- Problem details:
Each entry shown below is to be reproduced exactly.

Saved entries:
PR #40694, opened 2022-08-29
fix AddRunningKubeSourceWithRevision return error when IstioOperator updated

### LINKED ISSUE #39599: Istio Operator Error Loops
### Bug Description

We're upgrading our Istio cluster from v1.12.7 to v1.14.1 using Istio Operator. Istio cluster itself is fine, ingressgateway and Istio proxy are updated, but Istio Operator keep looping error and usage memory keep increased.

### Version

```prose
$ istioctl version
client version: 1.14.1
control plane version: 1.14.1
$ kubectl version --short
Client Version: v1.23.3
Server Version: v1.21.11-gke.900
```

### Additional Information

```
error analysis error setting up error handling for kube crdclient: 2 errors occurred:
	* informer has already started
	* informer has already started
```

zirain:
fixes: #39599

### DIFF
--- a/pkg/config/analysis/local/istiod_analyze.go
+++ b/pkg/config/analysis/local/istiod_analyze.go
@@ -262,11 +262,11 @@ func (sa *IstiodAnalyzer) AddReaderKubeSource(readers []ReaderSource) error {
 
 // AddRunningKubeSource adds a source based on a running k8s cluster to the current IstiodAnalyzer
 // Also tries to get mesh config from the running cluster, if it can
-func (sa *IstiodAnalyzer) AddRunningKubeSource(c kubelib.Client) {
-	sa.AddRunningKubeSourceWithRevision(c, "default")
+func (sa *IstiodAnalyzer) AddRunningKubeSource(c kubelib.Client, ignoreSetWatchError bool) {
+	sa.AddRunningKubeSourceWithRevision(c, "default", ignoreSetWatchError)
 }
 
-func (sa *IstiodAnalyzer) AddRunningKubeSourceWithRevision(c kubelib.Client, revision string) {
+func (sa *IstiodAnalyzer) AddRunningKubeSourceWithRevision(c kubelib.Client, revision string, ignoreSetWatchError bool) {
 	// TODO: are either of these string constants intended to vary?
 	// This gets us only istio/ ones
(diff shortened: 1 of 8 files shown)


pkg/config/analysis/local/istiod_analyze.go
```diff
@@ -281,7 +281,7 @@ func (sa *IstiodAnalyzer) AddRunningKubeSourceWithRevision(c kubelib.Client, rev
 		// better to fail fast, and get a good idea for the failure.
 		scope.Analysis.Errorf("Failed to watch crd resource for analysis: %s", err)
 	})
-	if err != nil {
+	if err != nil && !ignoreSetWatchError {
```
howardjohn, line 284: This seems like either a code smell OR something that is under-documented. Ignoring error is generally a bad idea, so if we should be doing it we need some explanation in the comments.

However, it does seem odd to do this. It seems like it would be better to have some smarter logic about setting it only once rather than ignoring errors. check before we attempt rather than ignoring error

litong01:
@zirain was there an issue open on this? I like to understand a bit better what problems we are trying to fix.

pkg/config/analysis/local/istiod_analyze.go
hzxuzhonghu: Why could we met SetWatchErrorHandler return error?

zirain:
> @zirain was there an issue open on this? I like to understand a bit better what problems we are trying to fix.

https://github.com/istio/istio/issues/39599

pkg/config/analysis/local/istiod_analyze.go
zirain: In Istio-Operator pod, `Reconcile` is called more than once with a share client.

hzxuzhonghu: IC when the informer has been started, the SetWatchErrorHandler will return error. 

So can we check and SetWatchErrorHandler when the informer has not been started. I think this way is better than passing a bool

zirain: there's no proper function on `cache.SharedInformer`, `HasStarted` can not be called,  `HasSynced` seems not suitable for this scenario.

zirain: after talking with @hzxuzhonghu offline, will find a better way to resolve this.

zirain:
replaced by https://github.com/istio/istio/pull/40727

PR #40696, opened 2022-08-29
Fix incorrect 1123label validation

hanxiaop:

### DIFF
--- a/pkg/config/labels/instance.go
+++ b/pkg/config/labels/instance.go
@@ -25,7 +25,7 @@ import (
 
 const (
 	DNS1123LabelMaxLength = 63 // Public for testing only.
-	dns1123LabelFmt       = "[a-zA-Z0-9](?:[-a-zA-Z0-9]*[a-zA-Z0-9])?"
+	dns1123LabelFmt       = "[a-z0-9](?:[-a-z0-9]*[a-z0-9])?"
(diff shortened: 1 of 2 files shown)


pkg/config/labels/instance.go
```diff
@@ -25,7 +25,7 @@ import (
 
 const (
 	DNS1123LabelMaxLength = 63 // Public for testing only.
-	dns1123LabelFmt       = "[a-zA-Z0-9](?:[-a-zA-Z0-9]*[a-zA-Z0-9])?"
+	dns1123LabelFmt       = "[a-z0-9](?:[-a-z0-9]*[a-z0-9])?"
```
hzxuzhonghu, line 28: Unlike the k8s, we are using this to validate Kind, DNS 1123 can contain upper cases

https://github.com/kubernetes/kubernetes/pull/39675/files

howardjohn (changes requested):
This seems like a breaking change. Is there any more context on why we should do this?

pkg/config/labels/instance.go
hanxiaop: @hzxuzhonghu Thanks

hanxiaop:
> This seems like a breaking change. Is there any more context on why we should do this?

@howardjohn I was trying to add some dns1123label validation to iop fields in validate, and I think the uppercase should be checked as well. I'll close this one and do it in another way.

PR #40697, opened 2022-08-29
Gateway api route kind status fixes

### LINKED ISSUE #40675: K8s Gateway should set ResolvedRefs condition to false for incompatible route type
### Bug Description

A Gateway should fail to become ready if it explicitly supports any route type incompatible with the protocol type and the gateway listener should have a false ResolvedRefs condition with reason InvalidRouteKinds.

https://gateway-api.sigs.k8s.io/references/spec/#gateway.networking.k8s.io%2fv1beta1.ListenerStatus

### Version

```prose
latest
```

### Additional Information

_No response_

### Affected product area

- [ ] Docs
- [ ] Installation
- [ ] Networking
- [ ] Security
- [ ] Test and Release
- [ ] User Experience
- [ ] Upgrade
- [ ] Multi Cluster
- [ ] Virtual Machine
- [ ] Control Plane Revisions

frankbu:

Fixes #40675

### DIFF
--- a/pilot/pkg/config/kube/gateway/conditions.go
+++ b/pilot/pkg/config/kube/gateway/conditions.go
@@ -257,17 +257,25 @@ func reportListenerCondition(index int, l k8s.Listener, obj config.Config, condi
 			gs.Listeners = append(gs.Listeners, k8s.ListenerStatus{})
 		}
 		cond := gs.Listeners[index].Conditions
+		supported, valid := generateSupportedKinds(l)
+		if !valid {
+			conditions[string(k8s.ListenerConditionResolvedRefs)] = &condition{
+				reason:  string(k8s.ListenerReasonInvalidRouteKinds),
+				status:  metav1.ConditionFalse,
+				message: "Invalid route kinds",
+			}
+		}
 		gs.Listeners[index] = k8s.ListenerStatus{
 			Name:           l.Name,
 			AttachedRoutes: 0, // this will be reported later
-			SupportedKinds: generateSupportedKinds(l),
+			SupportedKinds: supported,
 			Conditions:     setConditions(obj.Generation, cond, conditions),
 		}
 		return gs
 	})
 }
 
-func generateSupportedKinds(l k8s.Listener) []k8s.RouteGroupKind {
+func generateSupportedKinds(l k8s.Listener) ([]k8s.RouteGroupKind, bool) {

- Result of this exercise:
PR #40694, opened 2022-08-29
fix AddRunningKubeSourceWithRevision return error when IstioOperator updated

### LINKED ISSUE #39599: Istio Operator Error Loops
### Bug Description

We're upgrading our Istio cluster from v1.12.7 to v1.14.1 using Istio Operator. Istio cluster itself is fine, ingressgateway and Istio proxy are updated, but Istio Operator keep looping error and usage memory keep increased.

### Version

```prose
$ istioctl version
client version: 1.14.1
control plane version: 1.14.1
$ kubectl version --short
Client Version: v1.23.3
Server Version: v1.21.11-gke.900
```

### Additional Information

```
error analysis error setting up error handling for kube crdclient: 2 errors occurred:
	* informer has already started
	* informer has already started
```

zirain:
fixes: #39599

### DIFF
--- a/pkg/config/analysis/local/istiod_analyze.go
+++ b/pkg/config/analysis/local/istiod_analyze.go
@@ -262,11 +262,11 @@ func (sa *IstiodAnalyzer) AddReaderKubeSource(readers []ReaderSource) error {
 
 // AddRunningKubeSource adds a source based on a running k8s cluster to the current IstiodAnalyzer
 // Also tries to get mesh config from the running cluster, if it can
-func (sa *IstiodAnalyzer) AddRunningKubeSource(c kubelib.Client) {
-	sa.AddRunningKubeSourceWithRevision(c, "default")
+func (sa *IstiodAnalyzer) AddRunningKubeSource(c kubelib.Client, ignoreSetWatchError bool) {
+	sa.AddRunningKubeSourceWithRevision(c, "default", ignoreSetWatchError)
 }
 
-func (sa *IstiodAnalyzer) AddRunningKubeSourceWithRevision(c kubelib.Client, revision string) {
+func (sa *IstiodAnalyzer) AddRunningKubeSourceWithRevision(c kubelib.Client, revision string, ignoreSetWatchError bool) {
 	// TODO: are either of these string constants intended to vary?
 	// This gets us only istio/ ones
(diff shortened: 1 of 8 files shown)


pkg/config/analysis/local/istiod_analyze.go
```diff
@@ -281,7 +281,7 @@ func (sa *IstiodAnalyzer) AddRunningKubeSourceWithRevision(c kubelib.Client, rev
 		// better to fail fast, and get a good idea for the failure.
 		scope.Analysis.Errorf("Failed to watch crd resource for analysis: %s", err)
 	})
-	if err != nil {
+	if err != nil && !ignoreSetWatchError {
```
howardjohn, line 284: This seems like either a code smell OR something that is under-documented. Ignoring error is generally a bad idea, so if we should be doing it we need some explanation in the comments.

However, it does seem odd to do this. It seems like it would be better to have some smarter logic about setting it only once rather than ignoring errors. check before we attempt rather than ignoring error

litong01:
@zirain was there an issue open on this? I like to understand a bit better what problems we are trying to fix.

pkg/config/analysis/local/istiod_analyze.go
hzxuzhonghu: Why could we met SetWatchErrorHandler return error?

zirain:
> @zirain was there an issue open on this? I like to understand a bit better what problems we are trying to fix.

https://github.com/istio/istio/issues/39599

pkg/config/analysis/local/istiod_analyze.go
zirain: In Istio-Operator pod, `Reconcile` is called more than once with a share client.

hzxuzhonghu: IC when the informer has been started, the SetWatchErrorHandler will return error. 

So can we check and SetWatchErrorHandler when the informer has not been started. I think this way is better than passing a bool

zirain: there's no proper function on `cache.SharedInformer`, `HasStarted` can not be called,  `HasSynced` seems not suitable for this scenario.

zirain: after talking with @hzxuzhonghu offline, will find a better way to resolve this.

zirain:
replaced by https://github.com/istio/istio/pull/40727

PR #40696, opened 2022-08-29
Fix incorrect 1123label validation

hanxiaop:

### DIFF
--- a/pkg/config/labels/instance.go
+++ b/pkg/config/labels/instance.go
@@ -25,7 +25,7 @@ import (
 
 const (
 	DNS1123LabelMaxLength = 63 // Public for testing only.
-	dns1123LabelFmt       = "[a-zA-Z0-9](?:[-a-zA-Z0-9]*[a-zA-Z0-9])?"
+	dns1123LabelFmt       = "[a-z0-9](?:[-a-z0-9]*[a-z0-9])?"
(diff shortened: 1 of 2 files shown)


pkg/config/labels/instance.go
```diff
@@ -25,7 +25,7 @@ import (
 
 const (
 	DNS1123LabelMaxLength = 63 // Public for testing only.
-	dns1123LabelFmt       = "[a-zA-Z0-9](?:[-a-zA-Z0-9]*[a-zA-Z0-9])?"
+	dns1123LabelFmt       = "[a-z0-9](?:[-a-z0-9]*[a-z0-9])?"
```
hzxuzhonghu, line 28: Unlike the k8s, we are using this to validate Kind, DNS 1123 can contain upper cases

https://github.com/kubernetes/kubernetes/pull/39675/files

howardjohn (changes requested):
This seems like a breaking change. Is there any more context on why we should do this?

pkg/config/labels/instance.go
hanxiaop: @hzxuzhonghu Thanks

hanxiaop:
> This seems like a breaking change. Is there any more context on why we should do this?

@howardjohn I was trying to add some dns1123label validation to iop fields in validate, and I think the uppercase should be checked as well. I'll close this one and do it in another way.

PR #40697, opened 2022-08-29
Gateway api route kind status fixes

### LINKED ISSUE #40675: K8s Gateway should set ResolvedRefs condition to false for incompatible route type
### Bug Description

A Gateway should fail to become ready if it explicitly supports any route type incompatible with the protocol type and the gateway listener should have a false ResolvedRefs condition with reason InvalidRouteKinds.

https://gateway-api.sigs.k8s.io/references/spec/#gateway.networking.k8s.io%2fv1beta1.ListenerStatus

### Version

```prose
latest
```

### Additional Information

_No response_

### Affected product area

- [ ] Docs
- [ ] Installation
- [ ] Networking
- [ ] Security
- [ ] Test and Release
- [ ] User Experience
- [ ] Upgrade
- [ ] Multi Cluster
- [ ] Virtual Machine
- [ ] Control Plane Revisions

frankbu:

Fixes #40675

### DIFF
--- a/pilot/pkg/config/kube/gateway/conditions.go
+++ b/pilot/pkg/config/kube/gateway/conditions.go
@@ -257,17 +257,25 @@ func reportListenerCondition(index int, l k8s.Listener, obj config.Config, condi
 			gs.Listeners = append(gs.Listeners, k8s.ListenerStatus{})
 		}
 		cond := gs.Listeners[index].Conditions
+		supported, valid := generateSupportedKinds(l)
+		if !valid {
+			conditions[string(k8s.ListenerConditionResolvedRefs)] = &condition{
+				reason:  string(k8s.ListenerReasonInvalidRouteKinds),
+				status:  metav1.ConditionFalse,
+				message: "Invalid route kinds",
+			}
+		}
 		gs.Listeners[index] = k8s.ListenerStatus{
 			Name:           l.Name,
 			AttachedRoutes: 0, // this will be reported later
-			SupportedKinds: generateSupportedKinds(l),
+			SupportedKinds: supported,
 			Conditions:     setConditions(obj.Generation, cond, conditions),
 		}
 		return gs
 	})
 }
 
-func generateSupportedKinds(l k8s.Listener) []k8s.RouteGroupKind {
+func generateSupportedKinds(l k8s.Listener) ([]k8s.RouteGroupKind, bool) {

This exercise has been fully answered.